TASK REQUIREMENTS: For the entries below, report every line that includes the word "servers".

THE DATA:
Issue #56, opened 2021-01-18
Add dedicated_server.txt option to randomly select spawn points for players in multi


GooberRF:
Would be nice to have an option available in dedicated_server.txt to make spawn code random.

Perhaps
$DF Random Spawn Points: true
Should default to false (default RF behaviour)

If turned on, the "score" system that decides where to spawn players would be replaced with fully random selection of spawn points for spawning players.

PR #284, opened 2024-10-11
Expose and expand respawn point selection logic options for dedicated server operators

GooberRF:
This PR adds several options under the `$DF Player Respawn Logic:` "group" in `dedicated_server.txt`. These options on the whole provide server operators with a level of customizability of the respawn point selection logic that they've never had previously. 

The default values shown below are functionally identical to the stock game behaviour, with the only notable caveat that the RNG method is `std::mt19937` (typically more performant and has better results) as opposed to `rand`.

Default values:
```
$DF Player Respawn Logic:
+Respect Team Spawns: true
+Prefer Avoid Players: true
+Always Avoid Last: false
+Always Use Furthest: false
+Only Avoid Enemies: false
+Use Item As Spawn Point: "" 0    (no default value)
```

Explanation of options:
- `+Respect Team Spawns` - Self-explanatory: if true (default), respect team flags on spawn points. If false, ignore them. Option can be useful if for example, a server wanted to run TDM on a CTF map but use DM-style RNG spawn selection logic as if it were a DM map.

--

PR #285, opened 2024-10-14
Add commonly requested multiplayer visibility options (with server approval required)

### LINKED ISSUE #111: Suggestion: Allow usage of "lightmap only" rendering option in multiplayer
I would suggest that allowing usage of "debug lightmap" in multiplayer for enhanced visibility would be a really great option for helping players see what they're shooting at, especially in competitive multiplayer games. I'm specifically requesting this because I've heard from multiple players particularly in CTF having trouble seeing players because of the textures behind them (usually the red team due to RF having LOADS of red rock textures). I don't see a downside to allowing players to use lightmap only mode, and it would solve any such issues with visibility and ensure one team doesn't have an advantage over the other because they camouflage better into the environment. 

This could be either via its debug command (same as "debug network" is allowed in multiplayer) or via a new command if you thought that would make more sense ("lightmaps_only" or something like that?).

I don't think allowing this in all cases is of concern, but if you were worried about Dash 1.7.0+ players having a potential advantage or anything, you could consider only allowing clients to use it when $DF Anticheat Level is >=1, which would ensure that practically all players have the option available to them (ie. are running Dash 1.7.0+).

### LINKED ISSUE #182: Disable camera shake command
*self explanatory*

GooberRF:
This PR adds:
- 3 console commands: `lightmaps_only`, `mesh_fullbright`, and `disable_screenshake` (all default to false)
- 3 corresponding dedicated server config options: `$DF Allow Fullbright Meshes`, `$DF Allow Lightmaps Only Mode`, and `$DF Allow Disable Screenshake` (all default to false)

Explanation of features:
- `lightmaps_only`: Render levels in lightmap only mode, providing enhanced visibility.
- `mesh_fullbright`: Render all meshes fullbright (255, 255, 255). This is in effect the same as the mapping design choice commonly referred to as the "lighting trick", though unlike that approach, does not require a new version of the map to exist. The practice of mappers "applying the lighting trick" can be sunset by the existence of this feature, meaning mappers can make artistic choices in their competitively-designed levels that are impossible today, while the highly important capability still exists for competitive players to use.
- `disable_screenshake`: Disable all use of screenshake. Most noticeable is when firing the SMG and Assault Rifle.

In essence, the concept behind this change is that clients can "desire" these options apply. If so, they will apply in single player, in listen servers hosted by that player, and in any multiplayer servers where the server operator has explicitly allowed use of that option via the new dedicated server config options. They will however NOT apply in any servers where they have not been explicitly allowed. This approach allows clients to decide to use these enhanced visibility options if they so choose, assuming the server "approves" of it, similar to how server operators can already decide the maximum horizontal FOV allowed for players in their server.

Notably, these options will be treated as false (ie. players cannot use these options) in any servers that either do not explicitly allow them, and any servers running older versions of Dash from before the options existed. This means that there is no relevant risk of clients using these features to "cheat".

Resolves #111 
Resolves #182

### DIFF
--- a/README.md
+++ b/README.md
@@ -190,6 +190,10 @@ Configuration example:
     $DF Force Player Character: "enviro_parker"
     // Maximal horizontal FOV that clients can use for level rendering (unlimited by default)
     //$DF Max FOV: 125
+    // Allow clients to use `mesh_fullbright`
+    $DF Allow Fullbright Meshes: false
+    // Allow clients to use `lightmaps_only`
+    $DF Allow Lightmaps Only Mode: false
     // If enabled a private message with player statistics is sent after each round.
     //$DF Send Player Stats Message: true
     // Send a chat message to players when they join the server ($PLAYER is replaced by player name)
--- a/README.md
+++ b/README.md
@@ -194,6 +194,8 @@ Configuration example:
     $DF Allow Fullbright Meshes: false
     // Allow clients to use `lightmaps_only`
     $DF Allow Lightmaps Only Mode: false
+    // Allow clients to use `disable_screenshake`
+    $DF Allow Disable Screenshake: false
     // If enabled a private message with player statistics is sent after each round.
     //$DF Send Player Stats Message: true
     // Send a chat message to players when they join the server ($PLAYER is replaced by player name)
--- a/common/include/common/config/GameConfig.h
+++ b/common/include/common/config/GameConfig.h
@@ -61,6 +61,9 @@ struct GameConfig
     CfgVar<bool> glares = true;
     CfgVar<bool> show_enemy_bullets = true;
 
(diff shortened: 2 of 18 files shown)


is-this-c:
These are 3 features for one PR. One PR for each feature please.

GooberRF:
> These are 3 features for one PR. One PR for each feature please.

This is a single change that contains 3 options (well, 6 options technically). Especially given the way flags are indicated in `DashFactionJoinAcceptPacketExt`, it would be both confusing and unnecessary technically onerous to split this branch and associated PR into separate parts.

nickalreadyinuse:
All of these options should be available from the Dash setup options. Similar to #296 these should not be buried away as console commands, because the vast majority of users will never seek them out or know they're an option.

--

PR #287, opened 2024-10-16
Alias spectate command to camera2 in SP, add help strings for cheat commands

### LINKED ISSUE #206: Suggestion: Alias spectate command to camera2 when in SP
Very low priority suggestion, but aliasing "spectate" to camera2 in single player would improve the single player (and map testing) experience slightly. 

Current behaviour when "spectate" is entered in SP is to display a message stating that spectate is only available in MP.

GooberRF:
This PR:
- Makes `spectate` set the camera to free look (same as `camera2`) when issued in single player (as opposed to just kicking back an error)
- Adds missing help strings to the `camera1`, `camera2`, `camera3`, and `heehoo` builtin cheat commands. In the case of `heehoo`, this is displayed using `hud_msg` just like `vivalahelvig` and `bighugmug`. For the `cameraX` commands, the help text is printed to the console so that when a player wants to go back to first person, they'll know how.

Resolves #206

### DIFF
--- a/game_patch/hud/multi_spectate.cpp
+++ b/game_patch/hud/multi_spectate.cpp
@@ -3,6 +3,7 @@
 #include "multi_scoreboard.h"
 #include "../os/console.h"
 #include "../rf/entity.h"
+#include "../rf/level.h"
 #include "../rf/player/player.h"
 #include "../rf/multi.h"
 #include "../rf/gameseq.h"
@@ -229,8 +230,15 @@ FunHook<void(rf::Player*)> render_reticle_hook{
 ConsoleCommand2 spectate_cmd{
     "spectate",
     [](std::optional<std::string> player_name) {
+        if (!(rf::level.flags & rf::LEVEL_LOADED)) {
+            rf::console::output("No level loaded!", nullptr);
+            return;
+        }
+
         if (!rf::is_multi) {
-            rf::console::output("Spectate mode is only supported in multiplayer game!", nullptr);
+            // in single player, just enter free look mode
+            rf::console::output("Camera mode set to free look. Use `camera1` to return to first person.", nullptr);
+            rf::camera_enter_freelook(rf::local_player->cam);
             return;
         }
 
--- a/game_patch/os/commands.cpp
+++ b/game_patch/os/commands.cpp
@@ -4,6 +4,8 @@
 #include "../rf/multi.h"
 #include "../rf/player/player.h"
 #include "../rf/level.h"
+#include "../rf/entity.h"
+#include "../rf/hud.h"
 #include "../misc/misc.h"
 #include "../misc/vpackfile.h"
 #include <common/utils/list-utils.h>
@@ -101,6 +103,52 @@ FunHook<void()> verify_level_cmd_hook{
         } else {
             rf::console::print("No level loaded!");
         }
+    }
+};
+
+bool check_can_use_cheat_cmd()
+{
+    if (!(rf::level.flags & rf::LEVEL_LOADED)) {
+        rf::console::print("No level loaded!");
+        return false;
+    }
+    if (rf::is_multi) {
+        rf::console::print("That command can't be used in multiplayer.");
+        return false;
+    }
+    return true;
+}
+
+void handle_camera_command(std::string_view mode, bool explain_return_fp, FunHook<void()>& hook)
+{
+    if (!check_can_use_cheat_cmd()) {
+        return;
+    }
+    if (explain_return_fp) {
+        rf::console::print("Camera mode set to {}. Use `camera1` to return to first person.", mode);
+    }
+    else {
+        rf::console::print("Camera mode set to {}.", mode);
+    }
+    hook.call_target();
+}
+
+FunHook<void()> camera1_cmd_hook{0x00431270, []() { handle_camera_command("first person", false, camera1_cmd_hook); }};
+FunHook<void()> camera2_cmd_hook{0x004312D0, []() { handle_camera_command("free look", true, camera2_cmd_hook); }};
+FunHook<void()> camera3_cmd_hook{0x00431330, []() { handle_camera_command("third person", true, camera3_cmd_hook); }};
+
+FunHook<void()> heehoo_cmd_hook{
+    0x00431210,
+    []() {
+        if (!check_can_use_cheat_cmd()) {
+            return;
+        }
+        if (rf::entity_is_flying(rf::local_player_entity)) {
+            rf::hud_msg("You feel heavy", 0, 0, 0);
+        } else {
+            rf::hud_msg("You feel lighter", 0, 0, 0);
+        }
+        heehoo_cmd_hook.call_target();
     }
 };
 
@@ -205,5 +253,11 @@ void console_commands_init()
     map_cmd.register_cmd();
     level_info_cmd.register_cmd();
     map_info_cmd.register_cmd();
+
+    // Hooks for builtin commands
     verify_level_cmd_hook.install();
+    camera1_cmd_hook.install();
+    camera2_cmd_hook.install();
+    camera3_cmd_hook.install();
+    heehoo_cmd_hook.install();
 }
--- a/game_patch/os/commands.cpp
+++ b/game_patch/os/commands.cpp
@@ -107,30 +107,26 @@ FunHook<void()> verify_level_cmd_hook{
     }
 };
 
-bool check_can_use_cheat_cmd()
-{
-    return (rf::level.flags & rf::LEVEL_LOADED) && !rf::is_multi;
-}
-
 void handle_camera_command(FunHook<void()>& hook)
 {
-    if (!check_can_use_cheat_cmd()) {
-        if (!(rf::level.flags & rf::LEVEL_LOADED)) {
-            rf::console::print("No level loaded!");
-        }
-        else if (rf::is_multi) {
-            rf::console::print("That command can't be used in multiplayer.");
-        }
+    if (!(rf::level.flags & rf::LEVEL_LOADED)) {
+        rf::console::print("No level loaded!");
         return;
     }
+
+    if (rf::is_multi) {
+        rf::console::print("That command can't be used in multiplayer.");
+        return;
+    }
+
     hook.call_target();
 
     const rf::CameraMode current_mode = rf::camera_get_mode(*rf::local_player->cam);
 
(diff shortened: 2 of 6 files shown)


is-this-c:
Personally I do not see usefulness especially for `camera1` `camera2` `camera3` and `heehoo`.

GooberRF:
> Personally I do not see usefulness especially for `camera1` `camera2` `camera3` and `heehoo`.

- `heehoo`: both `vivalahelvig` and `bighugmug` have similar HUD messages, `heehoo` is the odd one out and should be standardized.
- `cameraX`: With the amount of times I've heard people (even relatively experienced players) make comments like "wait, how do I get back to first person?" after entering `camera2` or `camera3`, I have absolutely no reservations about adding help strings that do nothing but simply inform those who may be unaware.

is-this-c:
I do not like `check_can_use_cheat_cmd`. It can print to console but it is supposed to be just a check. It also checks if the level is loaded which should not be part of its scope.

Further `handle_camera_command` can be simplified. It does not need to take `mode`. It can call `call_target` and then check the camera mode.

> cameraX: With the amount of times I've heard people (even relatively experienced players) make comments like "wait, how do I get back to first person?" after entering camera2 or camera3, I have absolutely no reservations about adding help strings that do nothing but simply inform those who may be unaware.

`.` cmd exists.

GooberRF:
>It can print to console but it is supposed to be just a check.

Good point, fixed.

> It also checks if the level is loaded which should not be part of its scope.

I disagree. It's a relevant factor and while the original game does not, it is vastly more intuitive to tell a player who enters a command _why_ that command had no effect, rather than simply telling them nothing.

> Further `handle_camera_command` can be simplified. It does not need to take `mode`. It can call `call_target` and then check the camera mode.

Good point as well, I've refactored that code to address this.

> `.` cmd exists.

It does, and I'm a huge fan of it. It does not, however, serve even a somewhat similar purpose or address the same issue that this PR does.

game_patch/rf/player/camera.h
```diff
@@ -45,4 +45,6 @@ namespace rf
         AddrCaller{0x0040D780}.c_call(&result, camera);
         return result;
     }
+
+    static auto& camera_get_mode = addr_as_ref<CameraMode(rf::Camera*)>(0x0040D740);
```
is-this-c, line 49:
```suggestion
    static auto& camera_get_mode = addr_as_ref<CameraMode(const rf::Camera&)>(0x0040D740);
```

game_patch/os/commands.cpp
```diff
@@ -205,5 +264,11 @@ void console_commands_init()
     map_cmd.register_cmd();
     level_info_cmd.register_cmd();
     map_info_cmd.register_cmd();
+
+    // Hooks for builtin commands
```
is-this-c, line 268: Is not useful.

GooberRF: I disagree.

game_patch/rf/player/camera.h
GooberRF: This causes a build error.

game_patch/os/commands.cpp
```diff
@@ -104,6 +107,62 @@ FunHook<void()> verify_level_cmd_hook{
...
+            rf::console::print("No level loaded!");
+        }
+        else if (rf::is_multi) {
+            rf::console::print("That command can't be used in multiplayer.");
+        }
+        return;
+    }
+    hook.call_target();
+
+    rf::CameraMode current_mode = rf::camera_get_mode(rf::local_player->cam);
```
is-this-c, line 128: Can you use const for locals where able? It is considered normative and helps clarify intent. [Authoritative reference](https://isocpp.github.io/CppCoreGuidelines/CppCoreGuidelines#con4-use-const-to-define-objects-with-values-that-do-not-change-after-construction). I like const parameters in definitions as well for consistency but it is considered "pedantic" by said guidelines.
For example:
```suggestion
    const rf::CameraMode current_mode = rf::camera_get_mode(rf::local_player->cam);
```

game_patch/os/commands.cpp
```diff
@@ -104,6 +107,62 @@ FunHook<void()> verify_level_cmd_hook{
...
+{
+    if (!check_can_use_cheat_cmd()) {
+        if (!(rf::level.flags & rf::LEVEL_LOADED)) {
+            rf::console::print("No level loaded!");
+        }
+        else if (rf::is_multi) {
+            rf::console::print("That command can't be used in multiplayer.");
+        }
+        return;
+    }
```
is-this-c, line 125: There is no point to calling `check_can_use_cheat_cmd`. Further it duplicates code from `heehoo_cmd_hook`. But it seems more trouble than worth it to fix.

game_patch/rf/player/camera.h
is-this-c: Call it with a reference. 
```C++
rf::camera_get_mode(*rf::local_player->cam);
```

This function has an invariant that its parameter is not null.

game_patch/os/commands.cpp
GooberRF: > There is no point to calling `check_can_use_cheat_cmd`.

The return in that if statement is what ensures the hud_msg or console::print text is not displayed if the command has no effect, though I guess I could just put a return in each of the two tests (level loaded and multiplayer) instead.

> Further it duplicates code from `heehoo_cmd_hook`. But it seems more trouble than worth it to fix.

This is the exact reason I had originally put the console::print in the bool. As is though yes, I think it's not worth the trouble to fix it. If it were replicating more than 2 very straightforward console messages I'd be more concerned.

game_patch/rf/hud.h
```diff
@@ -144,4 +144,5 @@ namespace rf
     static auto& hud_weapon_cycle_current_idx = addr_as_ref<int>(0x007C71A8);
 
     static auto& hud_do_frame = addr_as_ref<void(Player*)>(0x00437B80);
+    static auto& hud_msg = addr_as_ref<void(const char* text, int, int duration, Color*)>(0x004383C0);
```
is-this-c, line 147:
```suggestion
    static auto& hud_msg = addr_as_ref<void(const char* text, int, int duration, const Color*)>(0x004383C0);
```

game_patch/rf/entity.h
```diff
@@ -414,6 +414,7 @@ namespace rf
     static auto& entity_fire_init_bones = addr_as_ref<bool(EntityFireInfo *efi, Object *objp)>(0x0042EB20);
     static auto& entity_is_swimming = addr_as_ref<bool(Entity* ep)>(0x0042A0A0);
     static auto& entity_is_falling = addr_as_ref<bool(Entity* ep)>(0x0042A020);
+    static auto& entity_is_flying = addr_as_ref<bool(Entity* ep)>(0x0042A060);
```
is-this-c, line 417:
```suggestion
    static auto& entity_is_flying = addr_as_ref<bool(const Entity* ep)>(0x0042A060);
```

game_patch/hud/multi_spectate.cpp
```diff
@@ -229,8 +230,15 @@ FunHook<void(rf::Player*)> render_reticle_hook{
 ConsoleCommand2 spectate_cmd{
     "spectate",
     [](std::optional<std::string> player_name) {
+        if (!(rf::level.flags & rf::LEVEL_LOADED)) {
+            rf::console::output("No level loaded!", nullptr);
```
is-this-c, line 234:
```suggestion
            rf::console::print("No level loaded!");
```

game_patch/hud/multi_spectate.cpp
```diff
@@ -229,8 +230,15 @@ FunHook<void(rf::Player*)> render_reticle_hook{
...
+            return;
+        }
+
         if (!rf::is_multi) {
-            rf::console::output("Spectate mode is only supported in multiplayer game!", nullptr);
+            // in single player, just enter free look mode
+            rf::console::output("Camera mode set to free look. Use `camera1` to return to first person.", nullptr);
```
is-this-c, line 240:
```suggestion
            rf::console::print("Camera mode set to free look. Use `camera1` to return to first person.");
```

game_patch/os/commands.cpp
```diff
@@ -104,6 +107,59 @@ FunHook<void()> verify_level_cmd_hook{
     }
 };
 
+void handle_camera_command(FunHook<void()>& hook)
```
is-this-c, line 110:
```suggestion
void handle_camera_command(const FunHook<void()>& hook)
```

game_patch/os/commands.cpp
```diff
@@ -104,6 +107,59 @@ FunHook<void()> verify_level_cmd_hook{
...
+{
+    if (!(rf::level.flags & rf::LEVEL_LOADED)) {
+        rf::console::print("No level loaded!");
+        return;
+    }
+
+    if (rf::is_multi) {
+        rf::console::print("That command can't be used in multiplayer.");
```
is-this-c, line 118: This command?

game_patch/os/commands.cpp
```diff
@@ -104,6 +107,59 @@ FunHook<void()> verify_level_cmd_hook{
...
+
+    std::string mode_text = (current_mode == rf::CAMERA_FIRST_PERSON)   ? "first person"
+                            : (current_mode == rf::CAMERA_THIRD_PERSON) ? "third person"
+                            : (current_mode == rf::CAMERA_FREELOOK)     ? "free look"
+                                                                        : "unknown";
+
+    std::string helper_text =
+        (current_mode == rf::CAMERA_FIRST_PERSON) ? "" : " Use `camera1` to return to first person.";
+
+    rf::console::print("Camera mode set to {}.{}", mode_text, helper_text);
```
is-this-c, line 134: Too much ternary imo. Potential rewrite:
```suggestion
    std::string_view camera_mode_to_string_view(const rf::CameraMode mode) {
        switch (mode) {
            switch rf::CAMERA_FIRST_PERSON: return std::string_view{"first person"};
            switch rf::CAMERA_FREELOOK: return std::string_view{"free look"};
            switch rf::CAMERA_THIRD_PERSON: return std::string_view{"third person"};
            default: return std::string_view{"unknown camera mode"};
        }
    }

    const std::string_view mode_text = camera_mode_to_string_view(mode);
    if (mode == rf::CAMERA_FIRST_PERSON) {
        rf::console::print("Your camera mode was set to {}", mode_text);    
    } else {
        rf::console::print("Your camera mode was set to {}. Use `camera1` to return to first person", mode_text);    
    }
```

WORKED SOLUTION:
In essence, the concept behind this change is that clients can "desire" these options apply. If so, they will apply in single player, in listen servers hosted by that player, and in any multiplayer servers where the server operator has explicitly allowed use of that option via the new dedicated server config options. They will however NOT apply in any servers where they have not been explicitly allowed. This approach allows clients to decide to use these enhanced visibility options if they so choose, assuming the server "approves" of it, similar to how server operators can already decide the maximum horizontal FOV allowed for players in their server.
Notably, these options will be treated as false (ie. players cannot use these options) in any servers that either do not explicitly allow them, and any servers running older versions of Dash from before the options existed. This means that there is no relevant risk of clients using these features to "cheat".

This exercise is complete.